Apple evitó durante mucho tiempo infecciones masivas, pero el aumento de popularidad de Mac convirtió al sistema en un objetivo para atacantes. Hoy macOS afronta amenazas variadas —desde troyanos hasta software publicitario—. La situación se complica porque muchos usuarios todavía creen que Mac es completamente seguro e ignoran actualizaciones y antivirus.
Principales vectores de ataque en macOS:
- Infección mediante instaladores falsos de aplicaciones populares.
- Explotación de vulnerabilidades en el navegador Safari y componentes asociados.
- Troyanos que se propagan a través de software pirateado.
- Ataques al sistema Gatekeeper y omisión de la verificación de firmas de aplicaciones.
- Uso de backdoors multiplataforma (por ejemplo, escritos en Java o Python).
Un caso emblemático es el troyano Flashback, que mediante una vulnerabilidad en Java infectó a más de 600 000 Mac en todo el mundo. Campañas más recientes, como Silver Sparrow, demostraron que los atacantes adaptan activamente sus herramientas a la arquitectura Apple Silicon (M1, M2).
Comparación de puntos débiles de Windows, Linux y macOS
Para entender las diferencias en el funcionamiento del malware en distintas OS, es útil comparar los puntos débiles:
- Windows: alta cuota de mercado, versiones obsoletas sin actualizaciones, abundancia de vulnerabilidades en componentes antiguos, costumbre de los usuarios de ejecutar archivos sospechosos.
- Linux: el riesgo principal está en servidores y dispositivos IoT, donde errores de configuración y puertos abiertos hacen al sistema vulnerable. Las distribuciones domésticas se infectan con menos frecuencia, pero no están totalmente protegidas.
- macOS: la ilusión de seguridad y la infravaloración de las amenazas por parte de los usuarios. Vulnerabilidades en aplicaciones de terceros y la posibilidad de eludir las protecciones integradas ofrecen puntos de entrada a los atacantes.
En común permanece una cosa: el eslabón más débil suele ser la persona que ejecuta un archivo dudoso, usa configuraciones inseguras o ignora las actualizaciones.
Conclusión
El mito de que Linux y macOS no se infectan por virus tiene sus raíces en los años 90, cuando Windows era el objetivo principal de los ataques. Pero la situación cambió hace tiempo: el malware moderno se desarrolla para todas las plataformas populares y los ciberdelincuentes se adaptan a cualquier audiencia. La diferencia está en la escala y el carácter de los ataques: Windows sufre más en el segmento de usuarios domésticos, Linux en el ámbito de servidores e IoT, y macOS se vuelve cada vez más objetivo a medida que crece su popularidad.

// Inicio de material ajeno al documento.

PR #305, opened 2019-10-17
Fix/view code

liam-fitzgerald:
Fix crash on viewing of point that is not yet loaded/controlled

### DIFF
--- a/src/lib/useKeyfileGenerator.js
+++ b/src/lib/useKeyfileGenerator.js
@@ -32,9 +32,12 @@ export default function useKeyfileGenerator(manualNetworkSeed) {
   const [code, setCode] = useState(false);
 
   const _point = need.point(pointCursor);
-  const _details = need.details(getDetails(_point));
+  const details = getDetails(_point);
 
-  const networkRevision = convertToInt(_details.keyRevisionNumber, 10);
+  const networkRevision = details.matchWith({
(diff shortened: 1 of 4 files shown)


src/lib/useKeyfileGenerator.js
```diff
@@ -32,9 +32,12 @@ export default function useKeyfileGenerator(manualNetworkSeed) {
   const [code, setCode] = useState(false);
 
   const _point = need.point(pointCursor);
-  const _details = need.details(getDetails(_point));
+  const _details = getDetails(_point);
```
Fang-: I think this should be `details` then. The `_` in this context generally indicates "we unwrapped it from `Maybe` already".

src/lib/useKeyfileGenerator.js
```diff
@@ -32,9 +32,12 @@ export default function useKeyfileGenerator(manualNetworkSeed) {
...
 
-  const networkRevision = convertToInt(_details.keyRevisionNumber, 10);
+  const networkRevision = _details.matchWith({
+    Just: ({ value }) => convertToInt(value.keyRevisionNumber, 10),
+    Nothing: () => -1,
```
Fang-: The value `-1` never naturally pops up for these. To avoid stubbing our toes on edge cases, should we maybe use `0` here instead?

Fang-:
Code looks good to me now!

Por eso cualquier usuario, independientemente del sistema operativo elegido, debe recordar: la seguridad no depende solo de la arquitectura del sistema, sino también de las actualizaciones, la atención y una configuración adecuada. Descuidar los antivirus, las copias de seguridad y las reglas básicas de higiene es peligroso en cualquier plataforma. El mundo de las amenazas cibernéticas hace tiempo que superó los límites de una sola familia de sistemas operativos, y hoy la clave para protegerse no está en los mitos, sino en la disciplina digital consciente.